Franco is a graduate of Palo Alto High School, class of 1998. He graduated in 2002 from University of California, Santa Cruz majoring in fine art, then attended California College of the Arts in Oakland, California, majoring in ceramics.

==Career==
Franco started acting professionally with his role as Frog Boy in the comedy horror film Basket Case 2 (1990). He subsequently appeared in A Peace of History (2005) and The Devil Wears a Toupee (2007). He had a small role in The Disaster Artist (2017), as a crew member on The Room, in which his brothers played the lead roles (James as Tommy Wiseau and Dave as Greg Sestero).

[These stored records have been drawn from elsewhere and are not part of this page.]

PR #63, opened 2022-05-16
feat: 🎸 Arrow,Axes,Box,Camera and DirectionalLight Helpers

takoyaro:
Added some of the helpers. Does not include the grid helpers nor the other lights.

I also added the docs for each of these but intentionally didn't include them in this PR because the docs behave in a strange way in my environment.
image

_This is my first "public" PR. Feedback welcome_

### DIFF
--- a/src/lib/helpers/ArrowHelper.svelte
+++ b/src/lib/helpers/ArrowHelper.svelte
@@ -1,6 +1,6 @@
 <script lang="ts">
   import type { ArrowHelperProperties, Object3DProperties } from '$lib/types/components';
-  import { ArrowHelper as ThreeArrowHelper, type ColorRepresentation, Vector3 } from 'three'
+  import { ArrowHelper as ThreeArrowHelper } from 'three'
   import Object3DInstance from '../instances/Object3DInstance.svelte'
 
   // Object3DInstance
--- a/src/lib/helpers/ArrowHelper.svelte
+++ b/src/lib/helpers/ArrowHelper.svelte
@@ -1,0 +1,19 @@
+<script lang="ts">
+  import { ArrowHelper, Color, ColorRepresentation, Vector3 } from 'three'
+  import Object3DInstance from '../instances/Object3DInstance.svelte'
+
+  //self
+  export let dir:Vector3;
+  export let origin:Vector3;
+  export let length:number = 1;
+  export let color:ColorRepresentation = "#ffff00";
+  export let headLength:number = 0.2 * length;
+  export let headWidth:number = 0.2 * headLength;
+
+  let helper: ArrowHelper = new ArrowHelper(dir,origin,length,color,headLength,headWidth);
+
+</script>
+
+{#if helper}
+  <Object3DInstance object={helper} />
+{/if}
--- a/src/lib/helpers/ArrowHelper.svelte
+++ b/src/lib/helpers/ArrowHelper.svelte
@@ -1,19 +1,52 @@
 <script lang="ts">
-  import { ArrowHelper, Color, ColorRepresentation, Vector3 } from 'three'
+  import type { ArrowHelperProperties, Object3DProperties } from '$lib/types/components';
+  import { ArrowHelper as ThreeArrowHelper, type ColorRepresentation, Vector3 } from 'three'
   import Object3DInstance from '../instances/Object3DInstance.svelte'
 
+  // Object3DInstance
+  export let position: Object3DProperties['position'] = undefined
+  export let scale: Object3DProperties['scale'] = undefined
+  export let rotation: Object3DProperties['rotation'] = undefined
+  export let lookAt: Object3DProperties['lookAt'] = undefined
+  export let viewportAware: Object3DProperties['viewportAware'] = false
+  export let inViewport: Object3DProperties['inViewport'] = false
+  export let castShadow: Object3DProperties['castShadow'] = undefined
+  export let receiveShadow: Object3DProperties['receiveShadow'] = undefined
+  export let frustumCulled: Object3DProperties['frustumCulled'] = undefined
+  export let renderOrder: Object3DProperties['renderOrder'] = undefined
+  export let visible: Object3DProperties['visible'] = undefined
+  
   //self
-  export let dir:Vector3;
-  export let origin:Vector3;
-  export let length:number = 1;
-  export let color:ColorRepresentation = "#ffff00";
-  export let headLength:number = 0.2 * length;
-  export let headWidth:number = 0.2 * headLength;
+  export let dir:ArrowHelperProperties['dir'] = undefined;
+  export let origin:ArrowHelperProperties['origin'] = undefined;
+  export let length:ArrowHelperProperties['length'] = undefined;
+  export let color:ArrowHelperProperties['color'] = undefined;
+  export let headLength:ArrowHelperProperties['headLength'] = undefined;
+  export let headWidth:ArrowHelperProperties['headWidth'] = undefined;
 
-  let helper: ArrowHelper = new ArrowHelper(dir,origin,length,color,headLength,headWidth);
+  let helper: ThreeArrowHelper = new ThreeArrowHelper (dir,origin,length,color,headLength,headWidth);
+
+  $:{
+    if(length!==undefined || headLength!==undefined || headWidth!==undefined) helper.setLength(length,headLength,headWidth);
+    if(color!==undefined) helper.setColor(color);
+  }
 
 </script>
 
 {#if helper}
-  <Object3DInstance object={helper} />
+  <Object3DInstance 
+  object={helper}
+  {position}
+  {scale}
+  {rotation}
+  {lookAt}
+  {frustumCulled}
+  {renderOrder}
+  {visible}
+  {castShadow}
+  {receiveShadow}
+  {viewportAware}
+  bind:inViewport
+  on:viewportenter
+  on:viewportleave/>
 {/if}
--- a/src/lib/helpers/AxesHelper.svelte
+++ b/src/lib/helpers/AxesHelper.svelte
@@ -1,0 +1,14 @@
+<script lang="ts">
+  import { AxesHelper } from 'three'
+  import Object3DInstance from '../instances/Object3DInstance.svelte'
+
+  //self
+  export let length:number = 1;
+
+  let helper: AxesHelper = new AxesHelper(length);
+
+</script>
+
+{#if helper}
+  <Object3DInstance object={helper} />
+{/if}
--- a/src/lib/helpers/BoxHelper.svelte
+++ b/src/lib/helpers/BoxHelper.svelte
@@ -1,0 +1,23 @@
+<script lang="ts">
+    import { type ColorRepresentation, BoxHelper } from 'three'
+    import Object3DInstance from '../instances/Object3DInstance.svelte'
+    import { getParent } from '../internal/HierarchicalObject.svelte'
+  
+    //self
+    export let color:ColorRepresentation = undefined;
+  
+    const parent = getParent()
+  
+    let helper: BoxHelper
+  
+    if (!($parent instanceof Object3DInstance)) {
+      console.warn('<BoxHelper> can only be used as a direct child of <Mesh>') //This description is somewhat innacurate and needs to be improved.
+    } else {
+      helper = new BoxHelper($parent,color)
+    }
+  </script>
+  
+  {#if helper}
+    <Object3DInstance object={helper} />
+  {/if}
+  
--- a/src/lib/helpers/CameraHelper.svelte
+++ b/src/lib/helpers/CameraHelper.svelte
@@ -1,0 +1,20 @@
+<script lang="ts">
+    import { CameraHelper, Camera } from 'three'
+    import Object3DInstance from '../instances/Object3DInstance.svelte'
+    import { getParent } from '../internal/HierarchicalObject.svelte'
+  
+    const parent = getParent()
+  
+    let helper: CameraHelper
+  
+    if (!($parent instanceof Camera)) {
+      console.warn('<CameraHelper> can only be used as a direct child of <PerspectiveCamera>, <OrthographicCamera> ') //This description is somewhat innacurate and needs to be improved once <StereoCamera> is implemented.
+    } else {
+      helper = new CameraHelper($parent)
+    }
+  </script>
+  
+  {#if helper}
+    <Object3DInstance object={helper} />
+  {/if}
+  
--- a/src/lib/helpers/DirectionalLightHelper.svelte
+++ b/src/lib/helpers/DirectionalLightHelper.svelte
@@ -1,0 +1,23 @@
+<script lang="ts">
+  import { type ColorRepresentation, DirectionalLight, DirectionalLightHelper } from 'three';
+  import Object3DInstance from '../instances/Object3DInstance.svelte'
+  import { getParent } from '../internal/HierarchicalObject.svelte'
+
+  //self
+  export let size:number = 1;
+  export let color:ColorRepresentation = undefined;
+
+  const parent = getParent()
+
+  let helper: DirectionalLightHelper
+
+  if (!($parent instanceof DirectionalLight)) {
+    console.warn('<PositionalAudioHelper> can only be used as a direct child of <PositionalAudio>')
+  } else {
+    helper = new DirectionalLightHelper($parent,size,color)
+  }
+</script>
+
+{#if helper}
+  <Object3DInstance object={helper} />
+{/if}
--- a/src/lib/types/components.ts
+++ b/src/lib/types/components.ts
@@ -7,7 +7,8 @@ import type {
   Material,
   Mesh,
   Object3D,
-  PositionalAudio
+  PositionalAudio,
+  Vector3
 } from 'three'
 import type { OrbitControls } from 'three/examples/jsm/controls/OrbitControls'
 import type { Pass } from 'three/examples/jsm/postprocessing/Pass'
@@ -293,4 +294,12 @@ export type PositionalAudioProperties = Omit<AudioInstanceProperties<PositionalA
     coneOuterAngle: number
     coneOuterGain: number
   }
+}
+export type ArrowHelperProperties = Omit<Object3DInstanceProperties, 'object'> & {
+  dir?: Vector3,
+  origin?: Vector3,
+  length?:number,
+  color?:ColorRepresentation,
+  headLength?:number,
+  headWidth?:number
 }


src/lib/helpers/ArrowHelper.svelte
```diff
@@ -0,0 +1,19 @@
+<script lang="ts">
+  import { ArrowHelper, Color, ColorRepresentation, Vector3 } from 'three'
```
grischaerbe, line 2: ArrowHelper must be imported as `import { ArrowHelper as ThreeArrowHelper } from 'three'` and used as `new ThreeArrowHelper` otherwise compiling the types of this component fails as the components name ("ArrowHelper") and the imports name from `three` ("ArrowHelper") are the same. This applies to all other components.

grischaerbe: Imports that are only used as a type must be imported with `import type { ColorRepresentation } from 'three'`. Generally these errors are also visible when you run `npm run check`.

src/lib/helpers/ArrowHelper.svelte
```diff
@@ -0,0 +1,19 @@
...
+  export let color:ColorRepresentation = "#ffff00";
+  export let headLength:number = 0.2 * length;
+  export let headWidth:number = 0.2 * headLength;
+
+  let helper: ArrowHelper = new ArrowHelper(dir,origin,length,color,headLength,headWidth);
+
+</script>
+
+{#if helper}
+  <Object3DInstance object={helper} />
```
grischaerbe, line 18: The [source](https://github.com/mrdoob/three.js/blob/master/src/helpers/ArrowHelper.js) states that the ArrowHelper extends THREE.Object3D and as such the usage of the component `<Object3DInstance>` is a good choice.
Pass down all props that also an Object3D can have. See the types of other components for reference. Outsource the types to the components.ts and extend on the types `Object3DInstanceProperties`. It's not a perfect system but it's somewhat coherent.
I still hope for the svelte language-tools to improve the situation as passing down props with {...$$props} with type support would make everything so much easier.

src/lib/helpers/ArrowHelper.svelte
```diff
@@ -0,0 +1,19 @@
...
+
+  //self
+  export let dir:Vector3;
+  export let origin:Vector3;
+  export let length:number = 1;
+  export let color:ColorRepresentation = "#ffff00";
+  export let headLength:number = 0.2 * length;
+  export let headWidth:number = 0.2 * headLength;
+
+  let helper: ArrowHelper = new ArrowHelper(dir,origin,length,color,headLength,headWidth);
```
grischaerbe, line 13: Account for reactivity: What if any of the properties change?

src/lib/helpers/ArrowHelper.svelte
```diff
@@ -0,0 +1,19 @@
+<script lang="ts">
+  import { ArrowHelper, Color, ColorRepresentation, Vector3 } from 'three'
+  import Object3DInstance from '../instances/Object3DInstance.svelte'
+
+  //self
+  export let dir:Vector3;
+  export let origin:Vector3;
+  export let length:number = 1;
```
grischaerbe, line 8: The [constructor](https://github.com/mrdoob/three.js/blob/860af3c012915be534f8a5c37d745e2dff339e04/src/helpers/ArrowHelper.js#L18) provides default values, so the component should not do so as the default values "management" is upstream.

src/lib/helpers/BoxHelper.svelte
```diff
@@ -0,0 +1,23 @@
...
+    import { getParent } from '../internal/HierarchicalObject.svelte'
+  
+    //self
+    export let color:ColorRepresentation = undefined;
+  
+    const parent = getParent()
+  
+    let helper: BoxHelper
+  
+    if (!($parent instanceof Object3DInstance)) {
```
grischaerbe, line 13: `Object3DInstance` is the component, I guess you want to check against `$parent instanceof THREE.Object3D && $parent.type === 'Mesh'`

src/lib/helpers/BoxHelper.svelte
```diff
@@ -0,0 +1,23 @@
...
+      console.warn('<BoxHelper> can only be used as a direct child of <Mesh>') //This description is somewhat innacurate and needs to be improved.
+    } else {
+      helper = new BoxHelper($parent,color)
+    }
+  </script>
+  
+  {#if helper}
+    <Object3DInstance object={helper} />
```
grischaerbe, line 21: In this particular case I think it's okay to not pass down all Object3DInstance props since it's purely a debugging thing and actually can cause confusion. What do you think?

src/lib/helpers/BoxHelper.svelte
```diff
@@ -0,0 +1,23 @@
...
+    export let color:ColorRepresentation = undefined;
+  
+    const parent = getParent()
+  
+    let helper: BoxHelper
+  
+    if (!($parent instanceof Object3DInstance)) {
+      console.warn('<BoxHelper> can only be used as a direct child of <Mesh>') //This description is somewhat innacurate and needs to be improved.
+    } else {
+      helper = new BoxHelper($parent,color)
```
grischaerbe, line 16: This helper poses an interesting problem as it's not auto-updating to match the parent it is trying to visualise.
The [docs](https://threejs.org/docs/index.html?q=boxhel#api/en/helpers/BoxHelper) state you need to call `update()` to ~'update the helper's geometry to match the dimensions of the object, including any children.'.
As this is something that is hard to track with threltes unified render loop and i oppose the use of `useFrame` for a debugging utility I suggest to export the function update. I'd refactor it like this:
```ts
const parent = getParent()
// https://github.com/mrdoob/three.js/blob/860af3c012915be534f8a5c37d745e2dff339e04/src/math/Box3.js#L191 I don't think it's throwing for objects that are not a Mesh, so we don't do that too.
export const boxHelper = new BoxHelper($parent, color) // remember to rename this to ThreeBoxHelper as stated in ArrowHelper comment
export const update = () => boxHelper.update()
```
This way users can update the helper easily by themselves until we find a better approach.

src/lib/helpers/BoxHelper.svelte
```diff
@@ -0,0 +1,23 @@
+<script lang="ts">
+    import { type ColorRepresentation, BoxHelper } from 'three'
+    import Object3DInstance from '../instances/Object3DInstance.svelte'
+    import { getParent } from '../internal/HierarchicalObject.svelte'
+  
+    //self
+    export let color:ColorRepresentation = undefined;
```
grischaerbe, line 7: Account for reactivity as well.

src/lib/helpers/CameraHelper.svelte
```diff
@@ -0,0 +1,20 @@
+<script lang="ts">
+    import { CameraHelper, Camera } from 'three'
+    import Object3DInstance from '../instances/Object3DInstance.svelte'
+    import { getParent } from '../internal/HierarchicalObject.svelte'
+  
+    const parent = getParent()
+  
+    let helper: CameraHelper
+  
+    if (!($parent instanceof Camera)) {
```
grischaerbe, line 10: This helper poses the same problem as the BoxHelper, slightly more complex due to the object needing to be of type `Camera`. I propose:

```ts
const parent = getParent()
if (!($parent instanceof Camera)) throw new Error('…') // throwing is fine in this context as it's also a debugging utility.
export const cameraHelper = new CameraHelper($parent) // rename import, see ArrowHelper comment
export const update = () => cameraHelper.update()
```

src/lib/helpers/CameraHelper.svelte
```diff
@@ -0,0 +1,20 @@
...
+  
+    const parent = getParent()
+  
+    let helper: CameraHelper
+  
+    if (!($parent instanceof Camera)) {
+      console.warn('<CameraHelper> can only be used as a direct child of <PerspectiveCamera>, <OrthographicCamera> ') //This description is somewhat innacurate and needs to be improved once <StereoCamera> is implemented.
+    } else {
+      helper = new CameraHelper($parent)
+    }
```
grischaerbe, line 14: The `CameraHelper`s method [`dispose`](https://github.com/mrdoob/three.js/blob/860af3c012915be534f8a5c37d745e2dff339e04/src/helpers/CameraHelper.js#L180) should be called `onDestroy`.

src/lib/helpers/DirectionalLightHelper.svelte
```diff
@@ -0,0 +1,23 @@
...
+
+  //self
+  export let size:number = 1;
+  export let color:ColorRepresentation = undefined;
+
+  const parent = getParent()
+
+  let helper: DirectionalLightHelper
+
+  if (!($parent instanceof DirectionalLight)) {
```
grischaerbe, line 14: Again I'd suggest to refactor like this:

```ts
const parent = getParent()
if (!($parent instanceof DirectionalLight)) throw new Error('…')
export const directionalLightHelper = new DirectionalLightHelper($parent, size, color) // rename import, see ArrowHelper comment
export const update = () => directionalLightHelper.update()
```

src/lib/helpers/DirectionalLightHelper.svelte
```diff
@@ -0,0 +1,23 @@
+<script lang="ts">
+  import { type ColorRepresentation, DirectionalLight, DirectionalLightHelper } from 'three';
+  import Object3DInstance from '../instances/Object3DInstance.svelte'
+  import { getParent } from '../internal/HierarchicalObject.svelte'
+
+  //self
+  export let size:number = 1;
+  export let color:ColorRepresentation = undefined;
```
grischaerbe, line 8: Account for reactivity.

src/lib/helpers/DirectionalLightHelper.svelte
```diff
@@ -0,0 +1,23 @@
...
+
+  const parent = getParent()
+
+  let helper: DirectionalLightHelper
+
+  if (!($parent instanceof DirectionalLight)) {
+    console.warn('<PositionalAudioHelper> can only be used as a direct child of <PositionalAudio>')
+  } else {
+    helper = new DirectionalLightHelper($parent,size,color)
+  }
```
grischaerbe, line 18: `dispose` should be called `onDestroy`, see [docs](https://threejs.org/docs/index.html?q=direction#api/en/helpers/DirectionalLightHelper).

src/lib/helpers/AxesHelper.svelte
```diff
@@ -0,0 +1,14 @@
...
+
+  //self
+  export let length:number = 1;
+
+  let helper: AxesHelper = new AxesHelper(length);
+
+</script>
+
+{#if helper}
+  <Object3DInstance object={helper} />
```
grischaerbe, line 13: I'd say since this one is not bound to an object you might want to transform it. Pass down all props of `<Object3DInstance>`.

src/lib/helpers/ArrowHelper.svelte
```diff
@@ -0,0 +1,19 @@
+<script lang="ts">
+  import { ArrowHelper, Color, ColorRepresentation, Vector3 } from 'three'
+  import Object3DInstance from '../instances/Object3DInstance.svelte'
+
+  //self
+  export let dir:Vector3;
```
grischaerbe, line 6: Please use prettier for formatting and eslint for linting as well as `npm run check` to check for errors or warnings.

grischaerbe:
Thanks a ton for that PR, great stuff. These helpers go a long way in quickly prototyping scenes. I made some comments which would need to be addressed before merging though. Can you incorporate your docs in this PR so I can give it a testdrive to see whats going wrong?
Again, thanks a lot! ❤️

grischaerbe (changes requested):
Thanks a ton for that PR, great stuff. These helpers go a long way in quickly prototyping scenes. I made some comments which would need to be addressed before merging though. Can you incorporate your docs in this PR so I can give it a testdrive to see whats going wrong?
Again, thanks a lot! ❤️

takoyaro:
@grischaerbe this feedback is very appreciated, thank you for your time..!!

Before diving any deeper, I just made the changes you mentioned to the `ArrowHelper` component and I'd like to know how you feel about it before I apply the changes to the rest of the helpers.

src/lib/helpers/ArrowHelper.svelte
```diff
@@ -0,0 +1,52 @@
+<script lang="ts">
+  import type { ArrowHelperProperties, Object3DProperties } from '$lib/types/components';
+  import { ArrowHelper as ThreeArrowHelper } from 'three'
+  import Object3DInstance from '../instances/Object3DInstance.svelte'
+
+  // Object3DInstance
+  export let position: Object3DProperties['position'] = undefined
```
grischaerbe, line 7: These props can also be typed from `ArrowHelperProperties` as these types are *extending* the `Object3DInstanceProperties` types.

src/lib/helpers/ArrowHelper.svelte
```diff
@@ -0,0 +1,52 @@
...
+  export let viewportAware: Object3DProperties['viewportAware'] = false
+  export let inViewport: Object3DProperties['inViewport'] = false
+  export let castShadow: Object3DProperties['castShadow'] = undefined
+  export let receiveShadow: Object3DProperties['receiveShadow'] = undefined
+  export let frustumCulled: Object3DProperties['frustumCulled'] = undefined
+  export let renderOrder: Object3DProperties['renderOrder'] = undefined
+  export let visible: Object3DProperties['visible'] = undefined
+  
+  //self
+  export let dir:ArrowHelperProperties['dir'] = undefined;
```
grischaerbe, line 20: Style: Just let prettier run over everything.

src/lib/helpers/ArrowHelper.svelte
```diff
@@ -0,0 +1,52 @@
...
+  export let length:ArrowHelperProperties['length'] = undefined;
+  export let color:ArrowHelperProperties['color'] = undefined;
+  export let headLength:ArrowHelperProperties['headLength'] = undefined;
+  export let headWidth:ArrowHelperProperties['headWidth'] = undefined;
+
+  let helper: ThreeArrowHelper = new ThreeArrowHelper (dir,origin,length,color,headLength,headWidth);
+
+  $:{
+    if(length!==undefined || headLength!==undefined || headWidth!==undefined) helper.setLength(length,headLength,headWidth);
+    if(color!==undefined) helper.setColor(color);
```
grischaerbe, line 31: The property `color` is of type `THREE.ColorRepresentation` but the method `setColor` takes a `THREE.Color` object as an argument. This might be sufficient: 
```ts
if (color !== undefined) helper.setColor(color instanceOf Color ? color : new Color(color))
```

src/lib/helpers/ArrowHelper.svelte
```diff
@@ -0,0 +1,52 @@
...
+  export let origin:ArrowHelperProperties['origin'] = undefined;
+  export let length:ArrowHelperProperties['length'] = undefined;
+  export let color:ArrowHelperProperties['color'] = undefined;
+  export let headLength:ArrowHelperProperties['headLength'] = undefined;
+  export let headWidth:ArrowHelperProperties['headWidth'] = undefined;
+
+  let helper: ThreeArrowHelper = new ThreeArrowHelper (dir,origin,length,color,headLength,headWidth);
+
+  $:{
+    if(length!==undefined || headLength!==undefined || headWidth!==undefined) helper.setLength(length,headLength,headWidth);
```
grischaerbe, line 30: We might want to warn the user if *some* of these properties were supplied but not all.

src/lib/helpers/ArrowHelper.svelte
```diff
@@ -0,0 +1,52 @@
...
+  export let dir:ArrowHelperProperties['dir'] = undefined;
+  export let origin:ArrowHelperProperties['origin'] = undefined;
+  export let length:ArrowHelperProperties['length'] = undefined;
+  export let color:ArrowHelperProperties['color'] = undefined;
+  export let headLength:ArrowHelperProperties['headLength'] = undefined;
+  export let headWidth:ArrowHelperProperties['headWidth'] = undefined;
+
+  let helper: ThreeArrowHelper = new ThreeArrowHelper (dir,origin,length,color,headLength,headWidth);
+
+  $:{
```
grischaerbe, line 29: The direction can change too, account for reactivity.
Currently the property `dir` is of type `THREE.Vector3`. Threlte uses an extension to that type called `Position`

```ts
export type Position =
  | Vector3
  | {
      x?: number
      y?: number
      z?: number
    }
```

so that a user can also just pass *some* values and others are assumed 0. I'd say that the property `dir` is a good fit for that type as well, but we need to account for that of course.
On top of that [the docs](https://threejs.org/docs/index.html?q=arrowhelper#api/en/helpers/ArrowHelper.setDirection) state that the vector passed into `setDirection()` needs to be a unit vector, so it needs to be normalized.

grischaerbe: Another option would be to lay out the component types like this:

```ts
export type ArrowHelperProperties = Omit<Object3DInstanceProperties, 'object'> & {
  target?: Position,
  color?: ColorRepresentation,
  headLength?: number,
  headWidth?: number
}
```
And calculate the property `length` based on the supplied `position` against `target`. Three.js is clear about how they calculate the default values for `headLength` and `headWidth` so I guess we can roll with that too. What do you think?
It's a bit further away from the original three.js implementation and that is something I'm very careful about. In this case it might make setting up the component easier depending on the use case.

src/lib/helpers/ArrowHelper.svelte
```diff
@@ -0,0 +1,52 @@
...
+  
+  //self
+  export let dir:ArrowHelperProperties['dir'] = undefined;
+  export let origin:ArrowHelperProperties['origin'] = undefined;
+  export let length:ArrowHelperProperties['length'] = undefined;
+  export let color:ArrowHelperProperties['color'] = undefined;
+  export let headLength:ArrowHelperProperties['headLength'] = undefined;
+  export let headWidth:ArrowHelperProperties['headWidth'] = undefined;
+
+  let helper: ThreeArrowHelper = new ThreeArrowHelper (dir,origin,length,color,headLength,headWidth);
```
grischaerbe, line 27: helper is never reassigned: use `const` and export it so that users can bind onto it: `export const arrowHelper = new ThreeArrowHelper(…)`.

src/lib/helpers/ArrowHelper.svelte
grischaerbe: Also a very finicky detail but while we're at it:
This reactive block is rerunning on any component prop change that is referenced. If the color is changing, we might not want to call `setLength` or `setDir` as that could be an expensive operation, so make that a separate reactive statement for each function call:

```ts
$: setLength…
$: setColor…
$: setDir…
```

grischaerbe (changes requested):
We're getting there, nice work :)
In general try to see what the three.js docs offer in terms of methods and property setters and check that against the component props.

src/lib/helpers/ArrowHelper.svelte
takoyaro: > We might want to warn the user if _some_ of these properties were supplied but not all.

Would that be done through the `invalidate` function? I've noticed other components use it to send debug messages to the user. Is that what you mean?

src/lib/helpers/ArrowHelper.svelte
takoyaro: I believe Helpers should be able to be set up very straightforward so the implementation you're suggesting here is very appealing.
Honestly, I don't have the 3D/Math knowledge to infer the `dir` unit vector from an `origin` and a `target` Vector but I could implement the length.

src/lib/helpers/ArrowHelper.svelte
grischaerbe: Ah true, i totally missed that part! Every time a prop changes and the component takes that into account e.g. by calling methods like `setLength` we need to invalidate the current frame by calling `invalidate(debugMessage?: string)` you should pass a debugmessage as that makes it easier to spot performance bottlenecks when using `<Canvas debugFrameloop>`.

takoyaro:
Just leaving this here, this PR isn't dead. I'm attending a wedding, will be back home on 30th (JST). Will get this done when I'm back home.

grischaerbe:
Hey @takoyaro! A lot of these helpers are now by nature part of [Threlte v5](https://threlte.xyz/core-transition):

```html
<T.ArrowHelper />
```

Franco is the founder and co-director of Berkeley's Firehouse Art Collective. He shared directorship with his wife Julia Lazar Franco, who died in 2014.

==Personal life==
Franco's first wife, Julia Lazar, worked closely with him. They married in a private ceremony on July 28, 2014 and she died one month later. Her death was a result of liver failure (brought on by hepatitis C and liver cancer) and kidney trouble. The two were married in a hospital solarium about a month before her death.

On May 14, 2021, Franco married film producer Iris Torres. On February 25, 2023, Franco and Torres revealed they were expecting their first child. Their son, Lennon Jnaneshwar Franco, was born on May 4, 2023.